Sketching Multidimensional Time Series for Fast Discord Mining
This work addresses a scalability bottleneck for data analysts in domains like water treatment and transportation, enabling real-time exploration of 'what-if' scenarios, though it is incremental as it builds on existing matrix profile techniques.
The paper tackles the problem of high computational complexity in matrix profile computation for multidimensional time series discord mining by proposing a sketching method, achieving at least 50X throughput improvement with minimal impact on solution quality.

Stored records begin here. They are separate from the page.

PR #641, opened 2019-04-24
Move yosys scripts under common/yosys.

mithro:
Part of issue #626.


CMakeLists.txt
```diff
@@ -105,9 +105,9 @@ add_custom_target(all_rrgraph_xmls)
 # Target to lint all xml files.
 add_custom_target(all_xml_lint)
 
+add_subdirectory(common)
```
elmsfu:
```suggestion
add_subdirectory(common/yosys)
```

mithro: I think it is likely we will want other things under common, so I think it makes sense to not include just `common/yosys` directly.

Issue #1189, opened 2019-11-29
Kokoro CI target "VtR + SymbiFlow Architecture Definitions" uses wrong VPR version


mkurc-ant:
I've observed some CI tests failing recently for a not obvious reason. I've also noticed that the Kokoro target "VtR + SymbiFlow Architecture Definitions (Presubmit)" uses the upstream VPR instead of the conda package pointed at by CMakeLists.txt file.

Is the use of upstream VPR intentional there?

litghost:
I believe I see the issue, it is using master instead of master+wip.

litghost:
@mithro

litghost:
Issue has been resolved!

mithro:
@litghost Have you confirmed Kokoro is now running on the right branch?

litghost:
> @litghost Have you confirmed Kokoro is now running on the right branch?

Yes, https://source.cloud.google.com/results/invocations/154bb11d-4c63-413c-83de-7ab80fbaaeb2/details

mithro:
Awesome!

PR #1192, opened 2019-12-02
Use length of pip names without trailing numbers.

litghost:
LV#.LV## is the same as LV#.LV#, so it sorts lexigraphically.
SW#BEG.SE#END0_S# is greater than SW#BEG.SE#END#.

### DIFF
--- a/xc7/utils/prjxray_edge_library.py
+++ b/xc7/utils/prjxray_edge_library.py
@@ -12,6 +12,7 @@ from prjxray.site_type import SitePinDirection
 from prjxray_constant_site_pins import yield_ties_to_wire
 from lib.connection_database import get_track_model, get_wire_in_tile_from_pin_name
 from lib.rr_graph.graph2 import NodeType
+import re
 import math
 import numpy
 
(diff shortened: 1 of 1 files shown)


mithro:
I solved this here -> https://github.com/SymbiFlow/prjxray/blob/e328dbdc146089b6d041c273278419ca9f315374/utils/xjson.py#L8-L21
```python
def extract_numbers(s):
    """
    >>> extract_numbers("CLK_HROW_WR10END2_3")
    ('CLK_HROW_WR', 10, 'END', 2, '_', 3)
    >>> extract_numbers("VBRK_WR1END2")
    ('VBRK_WR', 1, 'END', 2)
    """
    bits = []
    for m in re.finditer("([^0-9]*)([0-9]*)", s):
        if m.group(1):
            bits.append(m.group(1))
        if m.group(2):
            bits.append(int(m.group(2)))
    return tuple(bits)
```

There also seems to be -> https://github.com/SymbiFlow/prjxray/blob/e328dbdc146089b6d041c273278419ca9f315374/utils/sort_db.py#L91-L110 and https://github.com/SymbiFlow/prjxray/blob/e328dbdc146089b6d041c273278419ca9f315374/utils/sort_db.py#L199-L213
```python
def extract_num(i):
    """Extract number from a string to be sorted.

    >>> extract_num('BLAH123')
    ('BLAH', 123)
    >>> extract_num('123')
    123
    >>> extract_num('BLAH')
    'BLAH'
    >>> extract_num('')
    ''
    """
    g = NUM_REGEX.match(i).groups()
    if len(g[-1]) == 0:
        return i
    i = int(g[-1])
    if len(g[0]) == 0:
        return i
    else:
        return (g[0], i)

def sortable_tag(t):
    """
    >>> sortable_tag("CLBLL_L.CLBLL_L_A.CLBLL_L_A1")
    ('CLBLL', 'L', 'CLBLL', 'L', 'A', 'CLBLL', 'L', ('A', 1))

    >>> sortable_tag("CLBLL_L.CLBLL_LOGIC_OUTS23.CLBLL_LL_DMUX")
    ('CLBLL', 'L', 'CLBLL', 'LOGIC', ('OUTS', 23), 'CLBLL', 'LL', 'DMUX')

    >>> sortable_tag("BRAM_L.RAMB18_Y0.INIT_B[9]")
    ('BRAM', 'L', ('RAMB', 18), ('Y', 0), 'INIT', 'B', 9)

    >>> sortable_tag("BRAM_L.RAMB18_Y0.READ_WIDTH_A_18")
    ('BRAM', 'L', ('RAMB', 18), ('Y', 0), 'READ', 'WIDTH', 'A', 18)
    """
    return tuple(extract_num(i) for i in split_all(t, '_.[]') if i != '')
```

acomodi:
There is also an issue with `VtR + arch-defs` CI (https://github.com/SymbiFlow/symbiflow-arch-defs/issues/1189). Apparently arch-defs is run with a wrong version of VtR, causing CI to fail when parsing the architecture file because of the `pin_mapping` attribute of `sites`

Time series discords are a useful primitive for time series anomaly detection, and the matrix profile is capable of capturing discord effectively. There exist many research efforts to improve the scalability of discord discovery with respect to the length of time series. However, there is surprisingly little work focused on reducing the time complexity of matrix profile computation associated with dimensionality of a multidimensional time series. In this work, we propose a sketch for discord mining among multi-dimensional time series. After an initial pre-processing of the sketch as fast as reading the data, the discord mining has runtime independent of the dimensionality of the original data. On several real world examples from water treatment and transportation, the proposed algorithm improves the throughput by at least an order of magnitude (50X) and only has minimal impact on the quality of the approximated solution. Additionally, the proposed method can handle the dynamic addition or deletion of dimensions inconsequential overhead. This allows a data analyst to consider "what-if" scenarios in real time while exploring the data.